## What is required:
For this exercise, copy each line of the records that contains the word "tables".

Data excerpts
PR #19956, opened 2017-11-09
sql: crib Go's JSON string encoder

justinj:
There were a few cases where we were not encoding non-printable
characters correctly, but I realized we can just defer to Go's string
encoder rather than modifying our existing SQL one. The public interface
to this method is a few levels deep, requires reflection, and claims it
can return an error (but there are no errors possible in the string
case), so I decided it was easier to just copy this code over and adapt
it to our purposes.


m-schneider:
Looks good, what modifications did you make?

---

Review status: 0 of 3 files reviewed at latest revision, 3 unresolved discussions, all commit checks successful.

---

*[pkg/util/json/json.go, line 233 at r1](https://reviewable.io:443/reviews/cockroachdb/cockroach/19956#-KyXxp9ftky9YrT0JDAj:-KyXxnQ6PpoLbCZPkSGW:b-dm2dc) ([raw file](https://github.com/cockroachdb/cockroach/blob/06477f76be7e390275621ba5f8bf30c187362b03/pkg/util/json/json.go#L233)):*
> hex
Can you rename this to something like hex alphabet or valid hex characters or something to make it more obvious how your going to use it in the future?

---

*[pkg/util/json/json_test.go, line 146 at r1](https://reviewable.io:443/reviews/cockroachdb/cockroach/19956#-KyXyJoxZMMynBESF0Ze:-KyXyJoxZMMynBESF0Zf:bio3u53) ([raw file](https://github.com/cockroachdb/cockroach/blob/06477f76be7e390275621ba5f8bf30c187362b03/pkg/util/json/json_test.go#L146)):*
> ```Go
> 		`"\u001e"`,
> 		`"\u001f"`,
> 		`"\uffff"`,
> ```

Can you add tests for the \" and \\ cases as well?

---

*[pkg/util/json/tables.go, line 17 at r1](https://reviewable.io:443/reviews/cockroachdb/cockroach/19956#-KyXyfoK4FTJhZgFHxgz:-KyXyfoK4FTJhZgFHxh-:bceoe28) ([raw file](https://github.com/cockroachdb/cockroach/blob/06477f76be7e390275621ba5f8bf30c187362b03/pkg/util/json/tables.go#L17)):*
> ```Go
> // All values are true except for the ASCII control characters (0-31), the
> // double quote ("), and the backslash character ("\").
> var safeSet = [utf8.RuneSelf]bool{
> ```

Is that how go does it? It seems like most of this can be expressed by a few ranges.

---


*Comments from [Reviewable](https://reviewable.io:443/reviews/cockroachdb/cockroach/19956#-:-KyXyzGMeeoHepi8IMzT:b-w83jp0)*

justinj:
I just deleted a section concerned with embedding in HTML.

---

---

*[pkg/util/json/json.go, line 233 at r1](https://reviewable.io:443/reviews/cockroachdb/cockroach/19956#-KyXxp9ftky9YrT0JDAj:-KyY17zjFzioaoah2UwX:b-896fix) ([raw file](https://github.com/cockroachdb/cockroach/blob/06477f76be7e390275621ba5f8bf30c187362b03/pkg/util/json/json.go#L233)):*

> hex
Can you rename this to something like hex alphabet or valid hex characters or something to make it more obvious how your going to use it in the future?
</blockquote></details>

Done.

---

*[pkg/util/json/json_test.go, line 146 at r1](https://reviewable.io:443/reviews/cockroachdb/cockroach/19956#-KyXyJoxZMMynBESF0Ze:-KyY1PLKB1r0k5fdbCIT:b-896fix) ([raw file](https://github.com/cockroachdb/cockroach/blob/06477f76be7e390275621ba5f8bf30c187362b03/pkg/util/json/json_test.go#L146)):*

Can you add tests for the \" and \\ cases as well?
</blockquote></details>

Done.

---

*[pkg/util/json/tables.go, line 17 at r1](https://reviewable.io:443/reviews/cockroachdb/cockroach/19956#-KyXyfoK4FTJhZgFHxgz:-KyY1PjcrRkrrvxhJw6E:b-bscy6n) ([raw file](https://github.com/cockroachdb/cockroach/blob/06477f76be7e390275621ba5f8bf30c187362b03/pkg/util/json/tables.go#L17)):*

Is that how go does it? It seems like most of this can be expressed by a few ranges.
</blockquote></details>

Yeah, this file is taken from Go.

---


*Comments from [Reviewable](https://reviewable.io:443/reviews/cockroachdb/cockroach/19956#-:-KyXzG8j1pMzYvpmQsjq:b-jf3oxb)*

pkg/util/json/json.go
```diff
@@ -231,22 +230,64 @@ func (j jsonNumber) String() string { return asString(j) }
 func (j jsonArray) String() string  { return asString(j) }
 func (j jsonObject) String() string { return asString(j) }
 
+const hexAlphabet = "0123456789abcdef"
+
 // encodeJSONString writes a string literal to buf as a JSON string.
-// Very similar to encodeSQLStringInsideArray. Primary difference is that it is
-// legal to directly print out unicode characters.
-func encodeJSONString(buf *bytes.Buffer, in string) {
+// Cribbed from https://github.com/golang/go/blob/master/src/encoding/json/encode.go.
```
benesch: Can you make this a permalink? Here and below. (Pressing <kbd>y</kdb> on the GH page will permalinkize the URL.)

justinj: I was not, that's useful!

m-schneider:
:lgtm:

---







*Comments from [Reviewable](https://reviewable.io:443/reviews/cockroachdb/cockroach/19956#-:-KyqRuv3XekxBmqMPzIl:bnfp4nl)*

justinj:
TFTR!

## Written answer:
*[pkg/util/json/tables.go, line 17 at r1](https://reviewable.io:443/reviews/cockroachdb/cockroach/19956#-KyXyfoK4FTJhZgFHxgz:-KyXyfoK4FTJhZgFHxh-:bceoe28) ([raw file](https://github.com/cockroachdb/cockroach/blob/06477f76be7e390275621ba5f8bf30c187362b03/pkg/util/json/tables.go#L17)):*
*[pkg/util/json/tables.go, line 17 at r1](https://reviewable.io:443/reviews/cockroachdb/cockroach/19956#-KyXyfoK4FTJhZgFHxgz:-KyY1PjcrRkrrvxhJw6E:b-bscy6n) ([raw file](https://github.com/cockroachdb/cockroach/blob/06477f76be7e390275621ba5f8bf30c187362b03/pkg/util/json/tables.go#L17)):*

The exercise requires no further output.